Aortic fenestration is a technique to rapidly reverse malperfusion [4, 5]. Creating a hole in the dissection flap allows outflow from the false lumen, which is usually at a higher pressure than the true lumen. The equalization of pressure gradients decompresses the false channel and relieves the obstruction of branch vessels. Surgical fenestration can be achieved through a retroperitoneal approach, thus avoiding a thoracotomy and reducing the surgical effect, but abdominal aortic cross-clamping is still required. Percutaneous fenestration has been reported to be as effective in restoring peripheral blood flow and could be safer in critically ill, hemodynamically unstable patients.
The importance of hemodynamic manipulation, especially in preoperative hypertensive patients, has been highlighted by the Mount Sinai group [6]. In our report, neurologic complications and acute renal failure appeared on postoperative day 3 after a period of moderate hypotension. Several pairs of segmental arteries from T3 to L1 were arising from the false lumen with an already reduced blood flow. We theorize that the relatively low mean arterial pressure in a chronic hypertensive patient might have been the precipitating factor leading to a critically low spinal cord perfusion.
The perioperative role of CSF drainage is well established in thoracic and thoracoabdominal aortic surgery [7]; in addition, it has been reported that CSF drainage may help reverse delayed-onset neurologic deficits [8].

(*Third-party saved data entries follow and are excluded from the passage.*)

PR #7752, opened 2019-01-18
[breakpoints] update column breakpoints tests

jasonLaster:
here's a wip cb test. I'll come back to this once release 119 lands and my mc is cleaner...

PR #7893, opened 2019-02-06
fixed keyboard shortcuts on MacOS [#7892]

### LINKED ISSUE #7892: Space added between the characters in shortcuts on macOS
Formatted Keyboard shortcuts on MacOS have a space added between characters
image

However on MacOS it's a standard to format shortcuts without any space
image

The fix needs to be implemented in src/utils/text.js (formatKeyShortcut function).

bamanczak:
Fixes #7892

Here's the Pull Request Doc

### Summary of Changes

* Removed spaces from formatKeyShortcut function for MacOS consistency

### Test Plan

1. I verified manually that the fix updated the shortcuts on the initial load of debugger
2. I run `yarn test` (Tests: 10 skipped, 1649 passed, 1659 total)

### DIFF
--- a/src/components/WelcomeBox.css
+++ b/src/components/WelcomeBox.css
@@ -2,12 +2,6 @@
  * License, v. 2.0. If a copy of the MPL was not distributed with this
  * file, You can obtain one at <http://mozilla.org/MPL/2.0/>. */
 
- :root[platform="mac"] .welcomebox .shortcutKey,
- .launchpad-root[platform="mac"] .welcomebox .shortcutKey {
-   --monospace-font-family: monospace;
-   font-weight: 600;
- }
-
 .welcomebox {
   position: absolute;
   top: var(--editor-header-height);
@@ -67,6 +61,12 @@
   font-size: 14px;
   line-height: 18px;
   color: var(--theme-body-color);
+}
+
+:root[platform="mac"] .welcomebox .shortcutKey,
+.launchpad-root[platform="mac"] .welcomebox .shortcutKey {
+  font-family: system-ui, -apple-system, sans-serif;
+  font-weight: 500;
 }
 
 .shortcutLabel {
--- a/src/components/WelcomeBox.css
+++ b/src/components/WelcomeBox.css
@@ -2,6 +2,12 @@
  * License, v. 2.0. If a copy of the MPL was not distributed with this
  * file, You can obtain one at <http://mozilla.org/MPL/2.0/>. */
 
+ :root[platform="mac"] .welcomebox .shortcutKey,
+ .launchpad-root[platform="mac"] .welcomebox .shortcutKey {
+   --monospace-font-family: monospace;
+   font-weight: 600;
+ }
+
 .welcomebox {
   position: absolute;
   top: var(--editor-header-height);
--- a/src/utils/text.js
+++ b/src/utils/text.js
@@ -29,10 +29,10 @@ const isMacOS = appinfo.OS === "Darwin";
 export function formatKeyShortcut(shortcut: string): string {
   if (isMacOS) {
     return shortcut
-      .replace(/Shift\+/g, "\u21E7 ")
-      .replace(/Command\+|Cmd\+/g, "\u2318 ")
-      .replace(/CommandOrControl\+|CmdOrCtrl\+/g, "\u2318 ")
-      .replace(/Alt\+/g, "\u2325 ");
+      .replace(/Shift\+/g, "\u21E7")
+      .replace(/Command\+|Cmd\+/g, "\u2318")
+      .replace(/CommandOrControl\+|CmdOrCtrl\+/g, "\u2318")
+      .replace(/Alt\+/g, "\u2325");
   }
   return shortcut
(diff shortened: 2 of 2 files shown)


errietta:
The test failures are unrelated, there's #7752 that should fix that

darkwing:
Nice work.  I'd like others to weigh in here; the key representations look "bunched" or too close to me:

crunched1

I wonder if some `letter-spacing` would help out here.  @violasong @fvsch

fvsch:
See https://github.com/devtools-html/debugger.html/issues/7892#issuecomment-461090972 for my comments about the font family.

For spacing, we could use some letter spacing for macOS only. Or we could use thin spaces:
http://www.fileformat.info/info/unicode/char/2009/index.htm
http://www.fileformat.info/info/unicode/char/200a/index.htm
http://www.fileformat.info/info/unicode/char/202f/index.htm

violasong:
Changing the font-weight to normal may fix the bunched feeling.

bamanczak:
So right now we have this:
image


After trying out the suggestion from [#7892 comment](https://github.com/devtools-html/debugger.html/issues/7892#issuecomment-461090972), it looks like this:
image
Which looks better if you ask me :)
But as I understand from the comment it would require additional testing? I would need some guidance to make sure we won't introduce any weird regression.

Changing font-weight makes no effect.

fvsch:
Applying the styles only to macOS requires a selector like:

```css
:root[platform="mac"] .welcomebox .shortcutKey {
  ...
}
```

Which works for the Debugger in Firefox, but not in "Launchpad" mode (the HTML element doesn't have that attribute). It looks like instead the platform attribute is added to a div in the body, so the relevant selector would become:

```css
:root[platform="mac"] .welcomebox .shortcutKey,
.launchpad-root[platform="mac"] .welcomebox .shortcutKey {
  ...
}
```

@darkwing, do you know if there is some automation in place that converts the first selector form to the second one? Or do we need to write both?

fvsch:
In launchpad mode I'm seeing styles like this, which seem to come from mozilla-central but the selector was tweaked:

```css
:root.html [platform="linux"] {
    --monospace-font-family: monospace;
}
```

Original:

```css
:root[platform="linux"] {
    --monospace-font-family: monospace;
}
```

violasong:
Ah, my font-weight comment was based on David's screenshot but looks like your version is different. Latest version looks good but I miss the bolding of the shortcuts :)

fvsch:
If we use the mac system font we can probably use `font-weight: 500` or `font-weight: 600` to get a semibold variant.

darkwing:
Lots of good discussion here! @fvsch can you summarize the change to be made in one comment?

bamanczak:
I went through the comments and implemented them in a suggested way. Right now the welcomebox looks on Mac as follows:
image
Which I think is nice :)

src/components/WelcomeBox.css
```diff
@@ -2,6 +2,12 @@
  * License, v. 2.0. If a copy of the MPL was not distributed with this
  * file, You can obtain one at <http://mozilla.org/MPL/2.0/>. */
 
+ :root[platform="mac"] .welcomebox .shortcutKey,
```
fvsch: This rule should be placed after the styles for `.welcomebox .shortcutKey`, to keep a logical order.

src/components/WelcomeBox.css
```diff
@@ -2,6 +2,12 @@
...
+ .launchpad-root[platform="mac"] .welcomebox .shortcutKey {
+   --monospace-font-family: monospace;
```
fvsch: So I'm not very fond of the monospace font here. It looks like with `font-family: monospace` on a mac, Firefox may end up using Courier, which is not something we have elsewhere in DevTools. The `--monospace-font-family` CSS variable is actually defined so that we can specify a specific monospace font on each platform, so we shouldn't override it, even locally in some branch of the DOM.

It would be more interesting here IMO to try to use San Francisco, which seems to be the font used in the issue's screenshots. [According to Can I Use](https://caniuse.com/#search=system-ui), Firefox for Mac supports the `-apple-system` on macOS. For Chrome, it seems that the `system-ui` value is supported. So maybe something like:

```css
[platform="mac"] .welcomebox .shortcutKey {
  font-family: system-ui, -apple-system, sans-serif;
  font-weight: 600;
}
```

src/components/WelcomeBox.css
bamanczak: Do you think now it's the correct place? :)

fvsch: Looks like it. :)

fvsch:
@bamanczak Can you show updated screenshots of the result on Mac, in Firefox and Chrome?
If you think a different `font-weight` works better, feel free to propose that as well.

src/components/WelcomeBox.css
bamanczak: This solutions seemed fine both on Chrome and FF. I also changed font-weight to 500, as it looks better.

bamanczak:
As requested, screenshot from Chrome:
image
And from firefox
image

darkwing:
Thank you for the update @bamanczak !  We'll have a look!

darkwing:
I love this @bamanczak !  Thank you!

In conclusion, delayed spinal cord ischemia after aortic dissection caused by an IABP is a rare complication that mandates immediate performance of the standard diagnostic procedures and careful management of the arterial pressure. Endovascular balloon fenestration associated with CSF drainage is an attractive technique in critical patients with renal and spinal cord ischemia because of its ability to quickly relieve malperfusion syndrome.